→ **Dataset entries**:
'''
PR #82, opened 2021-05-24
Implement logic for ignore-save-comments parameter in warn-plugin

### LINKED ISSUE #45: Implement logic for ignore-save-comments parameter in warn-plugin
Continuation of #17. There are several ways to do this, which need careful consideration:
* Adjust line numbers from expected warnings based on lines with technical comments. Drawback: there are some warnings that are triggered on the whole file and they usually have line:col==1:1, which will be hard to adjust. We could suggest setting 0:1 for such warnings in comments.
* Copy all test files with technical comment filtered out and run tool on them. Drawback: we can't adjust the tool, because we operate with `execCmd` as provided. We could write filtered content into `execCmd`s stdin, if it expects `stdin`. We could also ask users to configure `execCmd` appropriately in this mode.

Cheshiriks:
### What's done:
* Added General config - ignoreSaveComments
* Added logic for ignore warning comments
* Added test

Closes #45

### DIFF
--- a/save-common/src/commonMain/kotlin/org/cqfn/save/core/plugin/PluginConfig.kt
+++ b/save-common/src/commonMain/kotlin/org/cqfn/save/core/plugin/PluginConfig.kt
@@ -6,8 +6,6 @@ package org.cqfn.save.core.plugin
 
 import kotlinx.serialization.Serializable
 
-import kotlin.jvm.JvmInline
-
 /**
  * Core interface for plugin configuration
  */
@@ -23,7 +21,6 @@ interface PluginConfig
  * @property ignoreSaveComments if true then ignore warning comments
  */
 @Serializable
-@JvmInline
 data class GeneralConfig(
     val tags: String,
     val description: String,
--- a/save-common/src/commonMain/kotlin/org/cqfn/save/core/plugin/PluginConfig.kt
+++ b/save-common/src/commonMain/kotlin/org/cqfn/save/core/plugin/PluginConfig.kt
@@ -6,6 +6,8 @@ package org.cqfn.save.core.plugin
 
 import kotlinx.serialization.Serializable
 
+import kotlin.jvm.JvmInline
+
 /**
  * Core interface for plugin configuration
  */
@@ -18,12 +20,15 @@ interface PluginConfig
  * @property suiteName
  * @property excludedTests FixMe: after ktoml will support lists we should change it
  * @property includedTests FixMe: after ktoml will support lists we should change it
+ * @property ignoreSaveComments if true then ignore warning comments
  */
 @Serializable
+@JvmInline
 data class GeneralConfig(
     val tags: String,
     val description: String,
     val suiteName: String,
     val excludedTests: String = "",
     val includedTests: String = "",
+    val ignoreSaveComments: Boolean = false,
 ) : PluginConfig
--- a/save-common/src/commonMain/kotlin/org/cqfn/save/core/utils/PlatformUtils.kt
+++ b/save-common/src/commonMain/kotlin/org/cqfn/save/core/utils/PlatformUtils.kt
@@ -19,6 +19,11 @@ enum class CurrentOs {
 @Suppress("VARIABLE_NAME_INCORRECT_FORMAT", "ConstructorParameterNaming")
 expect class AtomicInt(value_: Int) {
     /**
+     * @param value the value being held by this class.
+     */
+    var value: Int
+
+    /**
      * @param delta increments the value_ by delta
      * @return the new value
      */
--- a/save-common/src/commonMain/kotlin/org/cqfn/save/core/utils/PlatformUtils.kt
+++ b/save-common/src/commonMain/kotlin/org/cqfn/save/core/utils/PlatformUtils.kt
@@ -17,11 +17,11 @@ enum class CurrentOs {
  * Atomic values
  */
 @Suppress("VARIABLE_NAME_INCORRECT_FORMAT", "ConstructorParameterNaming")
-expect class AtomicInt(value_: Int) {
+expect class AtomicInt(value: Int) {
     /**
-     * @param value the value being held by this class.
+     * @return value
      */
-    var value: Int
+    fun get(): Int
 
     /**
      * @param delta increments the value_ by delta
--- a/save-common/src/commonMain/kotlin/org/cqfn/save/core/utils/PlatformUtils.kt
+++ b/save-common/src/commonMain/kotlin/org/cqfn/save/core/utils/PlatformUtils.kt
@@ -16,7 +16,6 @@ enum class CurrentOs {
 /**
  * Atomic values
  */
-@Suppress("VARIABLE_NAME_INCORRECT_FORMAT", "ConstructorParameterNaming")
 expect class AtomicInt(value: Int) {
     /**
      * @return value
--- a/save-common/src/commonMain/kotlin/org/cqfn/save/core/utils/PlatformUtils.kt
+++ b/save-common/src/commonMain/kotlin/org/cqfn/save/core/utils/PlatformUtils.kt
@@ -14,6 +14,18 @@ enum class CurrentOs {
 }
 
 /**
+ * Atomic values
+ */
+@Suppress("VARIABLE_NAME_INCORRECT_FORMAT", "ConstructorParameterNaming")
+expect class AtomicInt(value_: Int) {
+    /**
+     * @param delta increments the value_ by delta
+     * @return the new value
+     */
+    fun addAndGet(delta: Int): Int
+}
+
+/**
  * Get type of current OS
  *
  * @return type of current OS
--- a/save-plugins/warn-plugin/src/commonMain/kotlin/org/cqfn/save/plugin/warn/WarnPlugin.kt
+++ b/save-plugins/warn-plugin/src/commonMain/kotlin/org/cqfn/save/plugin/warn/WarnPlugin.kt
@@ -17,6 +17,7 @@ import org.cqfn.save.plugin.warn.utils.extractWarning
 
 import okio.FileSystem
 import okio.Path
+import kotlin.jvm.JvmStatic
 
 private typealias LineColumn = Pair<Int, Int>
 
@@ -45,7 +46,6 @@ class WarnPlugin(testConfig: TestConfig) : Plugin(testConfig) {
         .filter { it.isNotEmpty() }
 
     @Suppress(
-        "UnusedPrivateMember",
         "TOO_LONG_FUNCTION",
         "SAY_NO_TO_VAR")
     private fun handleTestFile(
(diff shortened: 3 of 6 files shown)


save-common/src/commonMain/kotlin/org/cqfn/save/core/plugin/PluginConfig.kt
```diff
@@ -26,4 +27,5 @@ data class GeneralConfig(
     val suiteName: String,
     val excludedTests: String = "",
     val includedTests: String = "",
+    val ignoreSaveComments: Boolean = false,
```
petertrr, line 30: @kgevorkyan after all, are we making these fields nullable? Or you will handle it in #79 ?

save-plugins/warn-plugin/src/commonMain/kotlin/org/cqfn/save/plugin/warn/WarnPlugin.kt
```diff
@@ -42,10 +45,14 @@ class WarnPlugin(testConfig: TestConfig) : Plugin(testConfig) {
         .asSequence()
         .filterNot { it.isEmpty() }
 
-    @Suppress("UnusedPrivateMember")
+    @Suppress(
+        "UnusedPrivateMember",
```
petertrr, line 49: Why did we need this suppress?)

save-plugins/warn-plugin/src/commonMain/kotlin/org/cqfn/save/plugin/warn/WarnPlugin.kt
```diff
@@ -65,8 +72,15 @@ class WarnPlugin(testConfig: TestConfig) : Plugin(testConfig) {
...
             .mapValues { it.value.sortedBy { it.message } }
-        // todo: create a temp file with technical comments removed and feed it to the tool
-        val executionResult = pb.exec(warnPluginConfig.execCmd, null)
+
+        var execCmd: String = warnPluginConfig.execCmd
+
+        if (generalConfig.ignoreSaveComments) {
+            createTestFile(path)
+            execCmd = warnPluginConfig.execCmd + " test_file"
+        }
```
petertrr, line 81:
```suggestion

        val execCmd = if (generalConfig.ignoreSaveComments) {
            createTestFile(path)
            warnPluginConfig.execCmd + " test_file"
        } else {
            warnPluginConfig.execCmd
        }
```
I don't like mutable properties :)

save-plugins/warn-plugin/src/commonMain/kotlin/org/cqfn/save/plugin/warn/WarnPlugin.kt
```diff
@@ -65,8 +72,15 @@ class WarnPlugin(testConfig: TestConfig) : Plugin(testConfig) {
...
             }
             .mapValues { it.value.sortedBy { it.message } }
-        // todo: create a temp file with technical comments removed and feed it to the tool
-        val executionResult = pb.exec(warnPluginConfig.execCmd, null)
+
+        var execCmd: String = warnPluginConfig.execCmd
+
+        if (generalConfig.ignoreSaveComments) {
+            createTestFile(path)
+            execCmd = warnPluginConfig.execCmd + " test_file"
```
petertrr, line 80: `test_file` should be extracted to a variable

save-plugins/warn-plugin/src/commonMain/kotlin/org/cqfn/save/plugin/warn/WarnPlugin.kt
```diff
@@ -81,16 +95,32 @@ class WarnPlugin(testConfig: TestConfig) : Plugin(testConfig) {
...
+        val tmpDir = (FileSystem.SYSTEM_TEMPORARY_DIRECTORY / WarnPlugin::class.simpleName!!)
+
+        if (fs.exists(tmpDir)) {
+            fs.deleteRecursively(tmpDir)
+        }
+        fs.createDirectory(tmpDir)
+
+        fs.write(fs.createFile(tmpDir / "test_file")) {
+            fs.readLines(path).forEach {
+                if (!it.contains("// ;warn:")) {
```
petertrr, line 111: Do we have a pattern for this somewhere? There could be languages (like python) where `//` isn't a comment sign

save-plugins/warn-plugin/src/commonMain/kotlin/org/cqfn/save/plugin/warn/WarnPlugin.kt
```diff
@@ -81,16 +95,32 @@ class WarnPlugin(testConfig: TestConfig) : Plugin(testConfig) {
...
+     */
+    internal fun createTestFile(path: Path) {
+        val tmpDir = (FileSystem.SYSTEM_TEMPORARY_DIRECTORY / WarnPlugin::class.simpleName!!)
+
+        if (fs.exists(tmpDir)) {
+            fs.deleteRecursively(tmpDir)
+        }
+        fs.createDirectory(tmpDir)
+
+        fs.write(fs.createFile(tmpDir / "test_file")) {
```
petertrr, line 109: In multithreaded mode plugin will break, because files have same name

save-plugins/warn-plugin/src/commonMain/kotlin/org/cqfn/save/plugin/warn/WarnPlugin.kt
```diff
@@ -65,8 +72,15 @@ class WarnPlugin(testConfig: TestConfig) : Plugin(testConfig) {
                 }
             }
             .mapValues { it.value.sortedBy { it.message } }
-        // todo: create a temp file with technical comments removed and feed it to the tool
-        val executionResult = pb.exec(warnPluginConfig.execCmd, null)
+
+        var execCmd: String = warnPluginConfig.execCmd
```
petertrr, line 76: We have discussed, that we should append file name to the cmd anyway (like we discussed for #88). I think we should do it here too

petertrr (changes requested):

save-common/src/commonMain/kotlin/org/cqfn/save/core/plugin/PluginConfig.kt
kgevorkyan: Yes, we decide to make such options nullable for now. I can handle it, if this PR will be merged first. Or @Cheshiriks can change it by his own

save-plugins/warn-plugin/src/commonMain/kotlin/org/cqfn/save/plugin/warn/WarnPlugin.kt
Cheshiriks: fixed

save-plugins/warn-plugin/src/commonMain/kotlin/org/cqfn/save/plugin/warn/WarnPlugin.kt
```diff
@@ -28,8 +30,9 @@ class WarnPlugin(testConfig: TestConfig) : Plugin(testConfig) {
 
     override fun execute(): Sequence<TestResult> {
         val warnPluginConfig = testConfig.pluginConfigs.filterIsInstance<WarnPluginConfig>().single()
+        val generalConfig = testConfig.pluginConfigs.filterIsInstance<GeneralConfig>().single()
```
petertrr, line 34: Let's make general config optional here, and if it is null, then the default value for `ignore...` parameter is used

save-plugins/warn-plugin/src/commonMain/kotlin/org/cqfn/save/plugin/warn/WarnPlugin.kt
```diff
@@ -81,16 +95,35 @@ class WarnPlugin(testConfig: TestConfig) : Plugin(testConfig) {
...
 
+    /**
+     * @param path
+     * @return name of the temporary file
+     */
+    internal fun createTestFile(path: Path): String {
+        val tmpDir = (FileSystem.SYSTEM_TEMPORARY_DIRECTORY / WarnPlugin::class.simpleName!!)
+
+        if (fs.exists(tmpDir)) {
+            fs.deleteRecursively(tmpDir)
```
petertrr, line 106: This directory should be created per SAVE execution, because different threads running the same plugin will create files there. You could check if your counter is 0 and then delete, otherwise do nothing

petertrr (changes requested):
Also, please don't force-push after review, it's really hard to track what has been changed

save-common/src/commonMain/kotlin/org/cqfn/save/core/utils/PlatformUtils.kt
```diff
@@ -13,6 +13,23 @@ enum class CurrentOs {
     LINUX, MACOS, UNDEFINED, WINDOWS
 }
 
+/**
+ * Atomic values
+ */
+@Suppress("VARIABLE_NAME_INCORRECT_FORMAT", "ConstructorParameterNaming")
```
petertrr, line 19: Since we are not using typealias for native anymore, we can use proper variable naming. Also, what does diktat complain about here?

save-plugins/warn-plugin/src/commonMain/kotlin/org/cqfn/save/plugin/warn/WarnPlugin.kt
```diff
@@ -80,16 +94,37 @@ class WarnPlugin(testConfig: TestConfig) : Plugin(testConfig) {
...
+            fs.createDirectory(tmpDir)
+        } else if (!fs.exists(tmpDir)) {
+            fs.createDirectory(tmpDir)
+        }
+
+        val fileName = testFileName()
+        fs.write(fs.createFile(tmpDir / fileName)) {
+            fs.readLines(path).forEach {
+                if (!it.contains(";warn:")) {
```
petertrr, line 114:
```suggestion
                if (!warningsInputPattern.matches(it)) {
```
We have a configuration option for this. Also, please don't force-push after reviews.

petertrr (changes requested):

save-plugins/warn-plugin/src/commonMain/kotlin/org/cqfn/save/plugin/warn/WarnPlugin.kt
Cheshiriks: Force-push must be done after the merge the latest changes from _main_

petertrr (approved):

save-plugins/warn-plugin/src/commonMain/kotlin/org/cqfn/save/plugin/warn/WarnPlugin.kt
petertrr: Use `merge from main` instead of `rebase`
'''
'''
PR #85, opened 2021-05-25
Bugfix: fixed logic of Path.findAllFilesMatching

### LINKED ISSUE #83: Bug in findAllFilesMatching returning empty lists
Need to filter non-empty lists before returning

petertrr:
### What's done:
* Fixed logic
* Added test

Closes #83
'''
→ **Work order**: A line qualifies when it holds the word "JvmInline"; report all qualifying lines from the records above.

→ **Task solution**:
-import kotlin.jvm.JvmInline
-@JvmInline
+import kotlin.jvm.JvmInline
+@JvmInline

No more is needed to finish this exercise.